8 Jul

by Linda Ziedrich

It arrived!  And despite this being a belt tightening week, I bought it.  There are many things to love about this book, but I think chief among them is the weird variety of produce she pickles.  The ones that made me go hmmmm include:

  • cantaloupe
  • purslane
  • oranges
  • cherries
  • blueberries
  • plums
  • broccoli
  • okra
  • grapes…

And so on.  That’s pickled. Not turned into a chutney but strait up pickled.  As exciting as those all sound, what I had in my kitchen to pickle were more snap peas and some cukes.  The snap pea recipe I found on http://www.epicurious.com was actually from this book!  And I set out to make traditional dill pickles from the cucumbers. There are a lot, like 100s, of different methods and recipes for pickling cucumbers with dill.  As always I chose a recipe that fit my time table, the ingredients I had on hand, and my preference.  I didn’t have time for a 24 hour (or 12) soak so I found a recipe that called for none of that. I cant find the recipe I used but it called for mixing up your vinegar, salt and water then pouring it, simmering, over a jar full of cukes, garlic, dill and jalapenos.

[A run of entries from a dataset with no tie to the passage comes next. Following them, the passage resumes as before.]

PR #1910, opened 2026-06-09
fix(inject): longer pre-submit settle for typed_inject backends (codex 0.138)

yujunchao:
## Problem

`typed_inject` ratatui input boxes (codex's `›`) need the just-typed line to **commit** before the trailing `\r` is read as *submit*. The hardcoded `50ms` pre-submit settle in `inject_with_target` works for codex **0.118** (#1670), but codex **0.138** re-renders its input box more slowly: the `\r` arrives before the line commits and is appended as a *newline*, so the wake line stacks un-submitted in the box and the agent never wakes.

`doctor` already warns `codex … calibrated: 0.118.0, patterns may need update` — this is one concrete consequence on the newer CLI (observed on Windows: a `send`/wake to a codex 0.138 instance leaves `[AGEND-MSG-PENDING] …` sitting in the `›` input, never processed).

## Fix

Bump the pre-submit settle from a hardcoded `50ms` to `250ms` **for `typed_inject` backends only** (codex / opencode / gemini / agy). Bulk-inject backends (claude's `❯`, which commits instantly) keep `50ms`. The only cost is +200ms latency on an infrequent inject; it is inert for bulk-inject and harmless for codex 0.118 (which already worked at 50ms).

```rust
let settle_ms = if target.typed_inject { 250 } else { 50 };
std::thread::sleep(std::time::Duration::from_millis(settle_ms));
write_with_timeout(&target.pty_writer, submit)?;
```

## Validation

`cargo check` + the inject unit tests pass.

Empirically validated against **real codex 0.138** with a standalone `winpty` harness that mimics `inject_with_target` (paced 2ms/byte type → settle → `\r`), 2 runs each:

| settle | result |
|---|---|
| 50ms (current) | **STUCK** — line stays in the `›` input, no processing |
| 250ms (this PR) | **SUBMITTED** — line enters the transcript, codex starts the turn (`esc to interrupt` / `Booting MCP server`) |

## Scope

`calibrated_version` stays `0.118.0` — a full 0.138 pattern recalibration (ready / dismiss / state patterns) is out of scope; the existing patterns still match 0.138's banner and `›` prompt. This is the minimal, version-agnostic settle fix that unblocks codex 0.138 inject.

### DIFF
--- a/src/agent/mod.rs
+++ b/src/agent/mod.rs
@@ -2050,7 +2050,18 @@ fn inject_with_target(target: &InjectTarget, text: &[u8]) -> crate::error::Resul
     if target.deleted.load(std::sync::atomic::Ordering::Acquire) {
         return Ok(());
     }
-    std::thread::sleep(std::time::Duration::from_millis(50));
+    // Pre-submit settle: let the input box fully commit the just-written line
+    // before `\r` is read as submit. Bulk-inject TUIs (claude's `❯`) commit
+    // instantly, so 50ms is plenty. typed_inject ratatui boxes (codex's `›`,
+    // opencode/gemini/agy) re-render/debounce and need more headroom — 50ms is
+    // enough for codex 0.118 (#1670) but codex 0.138's input box re-renders
+    // slower, so the `\r` arrives before commit and is appended as a newline:
+    // the wake line stacks un-submitted and the agent never wakes. A longer
+    // settle for typed_inject backends fixes 0.138 without affecting 0.118
+    // (the only cost is +200ms latency on an infrequent inject) and is inert
+    // for bulk-inject backends.
+    let settle_ms = if target.typed_inject { 250 } else { 50 };
+    std::thread::sleep(std::time::Duration::from_millis(settle_ms));
     write_with_timeout(&target.pty_writer, submit)?;
     Ok(())
 }


suzuke:
Thanks for the well-researched fix and the empirical winpty validation, yujunchao — the RCA (typed_inject ratatui commit vs the trailing CR on codex 0.138) is solid and this directly unblocks codex 0.138 inject/wake, which matters to us. We're accepting this as a tracked STOPGAP and have opened #1912 for the root fix: replacing the fixed pre-submit settle with a terminal-state readback confirmation (poll the rendered input box until the typed line is committed, then submit) so there is no version-specific magic number that needs re-bumping each codex release. Running it through our review + CI now; once #1912 lands, the 250ms here can be removed. One question for our records: did 250ms have clear margin over the observed commit time, or was it close to the threshold?

suzuke:
Thank you, @yujunchao — this was an excellent, well-researched report, and your empirical winpty validation against real codex 0.138 was exactly the kind of evidence that makes a fix actionable. Your RCA (the typed_inject ratatui input needing the line to commit before the trailing CR is read as submit, and codex 0.138 re-rendering slower than 0.118) was spot-on. It directly drove the root fix: we opened #1912 from this PR and have just merged #1914, which replaces the fixed-sleep guess entirely with a terminal-state readback-confirm handshake (poll the rendered input box until the typed line appears, then submit, fail-open on timeout). That removes the version-specific magic number so it never needs re-bumping on a future codex release. Since #1914 supersedes the 250ms settle on the same code path, we are closing this PR as superseded — but it is the reason the root fix exists, and the credit is yours. We would genuinely welcome more contributions from you. Thank you again.

Issue #649, opened 2026-05-11
Schema-enforced dispatch templates: hard-code sequencing + ETA + cadence rules


suzuke:
## Problem
General orchestrator 用自然語言寫 dispatch message、容易帶 bug：sequential vs parallel、ETA、回報 cadence、worktree binding 等規則靠每次手寫、寫錯時下游 team follow 錯規範。

## Incident reference2026-05-11 gemini-team 試手 dispatch incident: 3 PRs (#645/#646/#647) CI passed but stayed unmerged for ~1hr due to dispatch-chain breakdown + parallel-merge anti-pattern + reviewer waiting_on stale + no CI-pass downstream trigger
Specifically：general dispatch wrote「3 個 parallel ship」追求 throughput、忽略「parallel IMPL 但 sequential merge」標準、導致 lead-gemini follow 錯規範 ship multi-PR base stale 風險。

## Suggested approach
Daemon-side enforce dispatch schema：
- `send` MCP tool 加結構化 fields：`sequencing` (parallel | sequential | sequential-merge-only)、`eta_target_minutes`、`reporting_cadence` (per-pr | wave-end | both)、`worktree_binding_required` (bool)
- daemon 收 dispatch 強制 validate、缺欄位或不合 spec 直接 reject
- 自然語言部分仍可寫 in `message` body、但 sequencing 等規範由 schema 帶
- 下游 lead/dev/reviewer 從 schema 直接讀規範、不靠 parse 自然語言

## Priority
P1 — root cause of repeated dispatch quality issues (today's gemini-team incident, plus past similar dispatch drift events)

PR #1911, opened 2026-06-09
fix(#1907): remove ghost send-task directives + schema-consumption invariant

suzuke:
Follow-up to the dispatch-directive-survival audit (#1907 line). Removes three `send` schema fields that have **zero consuming mechanism** — advertised to agents but silently dropped — and adds a meta-test that prevents the ghost-field class from recurring.

## Removed (3 confirmed ghosts)
| field | why it's a ghost |
|---|---|
| `working_directory` (send-task) | bare no-description field copied from `create_instance`; #1843 deliberately never forwarded it; `instructions.rs` wrongly advertised it. **Distinct** from create_instance/fleet `working_directory` (kept — heavily consumed). |
| `requires_reply` | TS-port remnant, dead since 2026-04-29; not even on the `InboxMessage` struct. |
| `task_summary` | TS-port remnant; only a `notify.rs` test fixture references the string. |

Footprint: 3 lines in `def_send` + one `working_directory` mention in `instructions.rs:226`. None of the 3 are on the `InboxMessage` struct or in marshalling — a clean schema-only removal.

## Preserved (explicitly NOT touched)
- **#649 trio** `sequencing` / `eta_minutes` / `reporting_cadence` — intentional Phase-1 passthrough, Phase-2 mechanism deferred.
- `worktree_binding_required` — enforced at `check_worktree_enforcement`.
- **create_instance/fleet `working_directory`** (`def_create_instance`) — real heavy consumption (worktree gate / token_cost / spawn). A distinct field; surgically left alone.

## Meta-test (the payoff)
`send_schema_fields_are_consumed_or_deferred_allowlisted` — the **complement** of #1505's Invariant B:
- #1505 catches a handler *read* with no schema declaration.
- This catches a schema *declaration* with no consumer.

Every `send` field must be in `CONSUMED` (each carries a consumption-point cite from the audit — self-documenting, hard to fake) or `DEFERRED_ALLOWLIST` (each carries a #649 roadmap ref). Enumerates via the built `tool_definitions()` (robust, not source-parse), with a reverse stale-entry check. A future bare schema field with no consumer → red, with a guiding message. `tags` carries an honest cite noting `is_some()` triggers broadcast mode but value-based tag-targeting is NOT implemented.

RED proof: injecting a `ghost_directive` field fails the test naming it.

## Verification
- `cargo fmt --check` ✓
- `cargo clippy --features tray -D warnings` ✓
- Full suite (system git, CI-parity): **3793/3793 passed**. One real-git test (`dispatch_branch_skips_metadata_stub_…`) false-fails only under the local `agend-git` shim, passes under system git (CI uses real git).

### DIFF
--- a/src/instructions.rs
+++ b/src/instructions.rs
@@ -223,7 +223,7 @@ pub(crate) fn build_instructions_body(
         "  - `instance` (single recipient) OR `instances` / `team` / `tags` (broadcast mode)\n",
     );
     content.push_str("  - `request_kind`: `task` (delegation, expects report back) / `report` (results back) / `query` (question, expects reply) / `update` (status) / omit (plain message)\n");
-    content.push_str("  - Task-mode optional fields: `success_criteria`, `task_id`, `force` + `force_reason`, `second_reviewer` + `second_reviewer_reason`, `branch`, `working_directory`\n");
+    content.push_str("  - Task-mode optional fields: `success_criteria`, `task_id`, `force` + `force_reason`, `second_reviewer` + `second_reviewer_reason`, `branch`\n");
     content.push_str(
         "  - Report-mode optional fields: `correlation_id`, `reviewed_head`, `artifacts`\n",
     );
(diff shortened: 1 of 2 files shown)


suzuke:
reviewer-2 VERIFIED (adversarial, reviewed_head c4d8b9c == PR head). Surgical: only def_send's 3 ghost fields removed (working_directory/requires_reply/task_summary) — def_create_instance is NOT in the diff, so the heavily-consumed create_instance/fleet working_directory (a DISTINCT field) is untouched. The 3 removed are truly zero-consumed (requires_reply has 0 non-test hits; task_summary's only non-tools hit is a test string in notify.rs:764; send working_directory is the bare no-desc copy). The meta-test asserts every send-schema field is in CONSUMED (with a real consumption-point cite — spot-checked worktree_binding_required→check_worktree_enforcement, next_after_ci→ci_watch poller, branch→dispatch_auto_bind_lease, all accurate) or DEFERRED_ALLOWLIST (the #649 trio with a Phase-2-deferred roadmap ref); it's a built-schema set-difference assert (structurally can't be a tautology; documented RED-proof: adding a ghost field fails the test naming it). tags honestly annotated (is_some triggers broadcast, value-targeting not implemented). CI 6/6 green.

Issue #1912, opened 2026-06-09
Root fix: replace the fixed pre-submit inject settle with terminal-state readback confirmation (typed_inject backends)


suzuke:
## Context
PR #1910 (yujunchao) is a STOPGAP for codex 0.138 inject failure: it bumps the hardcoded pre-submit settle from 50ms → 250ms for typed_inject backends, because codex 0.138's ratatui input box re-renders slower than 0.118, so the trailing `\r` arrives before the typed line commits and is read as a newline (the wake line stacks un-submitted in the `›` box, the agent never wakes). #1910 unblocks 0.138 now, empirically validated (winpty harness, 50ms STUCK / 250ms SUBMITTED).

## Why a root fix
A fixed sleep is a band-aid — it GUESSES the commit happened instead of CONFIRMING it. Any magic number is wrong eventually: too short races, too long wastes latency and STILL isn't guaranteed under load / on a slow machine / on a future codex version that re-renders even slower. We've already recalibrated this once (#1670: 50ms for 0.118 → #1910: 250ms for 0.138). The next codex version will need another bump. This is a recurring tax.

## Proposed root fix — readback-confirm handshake
Replace the fixed settle with a terminal-state confirmation:
- After typing the line (the existing 2ms/byte typed_inject), POLL the rendered terminal screen until the typed line is actually present in the input box (the `›` prompt line for codex), THEN send the submit `\r`.
- No magic number — adaptive (submits as soon as the line commits, however fast/slow), version-agnostic (any codex version, any typed_inject backend), robust under load.
- REUSE the existing terminal-state-detection infrastructure (#1523 epic — ready_pattern / viewport heuristics already read & match the rendered screen). The new check is just "does the input box now contain the line I typed?".
- Bounded by a timeout fallback (if the line never appears within N seconds → error, consistent with the existing inject timeout).
- SPIKE the exact shape: pre-confirm (readback the typed line is committed → then submit) vs post-confirm+retry (submit → verify the line LEFT the input box into the transcript → retry if still stuck). Post-confirm+retry directly verifies the GOAL (line submitted) and covers other stuck-causes, but must guard against double-submit. Decide in the spike.

## Scope
typed_inject backends (codex / opencode / gemini / agy). Bulk-inject (claude's `❯`, commits instantly) stays on the fast path — no readback needed (or a trivially-fast one). Once landed, the #1910 250ms magic number can be removed.

## Acceptance
[...]

PR #1914, opened 2026-06-09
fix(#1912): readback-confirm inject — replace fixed-sleep submit guess

suzuke:
## #1912 — readback-confirm inject (root fix for the codex `\r`-race stopgap)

Let me just say pickling is soooo easy, it is amazing it yields such yummy treats.   And I’m learning lessons as I go.  My revelation on Tuesday night was that I should parse out the pickles so I have the right number of jars, and don’t have to fuss with it once the jars are sterile.

I made several different shapes of pickles with the same recipe as well. I have two jars of whole pickles, three jars of spears and a jar of slices.

The other totally awesome thing about pickles is they are so pretty in the jar. The big dill heads, bright green jalapenos, chunks of garlic and happy little cucumbers remind me of the row after row of jars my grandmother put up every year. This compels me to call my Aunt and get her recipe for pickled peppers. The big heads of dill floating in the brine always fascinated me for some reason.

I’m including this gratuitous picture of the pickled snap peas I made at the same time because I finally seem to have gotten the hang of artful jar filling!  So about 90 minutes to 2 hours of pickling on a busy weeknight (which included time to put in some laundry and switch it, tuck in my daughter, let the dogs out, etc) and I put up 1 large (quart) jar, 4 medium jars (pint) and 1 small jar of spicy garlic dill pickles and four jars (2 medium, 2 small) of pickled snap peas.  Like I said, easy.

I also love this book for it’s chapter on quick pickles. Most of which are ready in under 24 hours, but only last a few weeks.  I’m impatiently waiting for much of my goodies to be ready so one night I threw together some quick pickled onions which I served on top of steak tacos with kholerabi jalapeno slaw.  Yuum .

And easy.

Slice an onion and cover with boiling water for one minute. Drain.

 Boil together 1/4 white wine vinegar and 1/2 cup water with 1/2 tsp pickling salt, 3 crushed allspice berries, 10 crushed pepper corns and 2 cloves garlic, minced.

Pour over the onion and let it sit for 2 hours* and viola!

Pickles are such a great alternative to high fat accompaniments like cheese and sauces!  Check the calorie difference between a taco with lean meat (or better yet beans/tofu) pickles and slaw v. a taco loaded with cheese, avocado and sour cream!

*two hours didn’t happen. It was closer to 1. They were still fantastic. Robby threw some in his guacamole and said it brought the flavor to another level.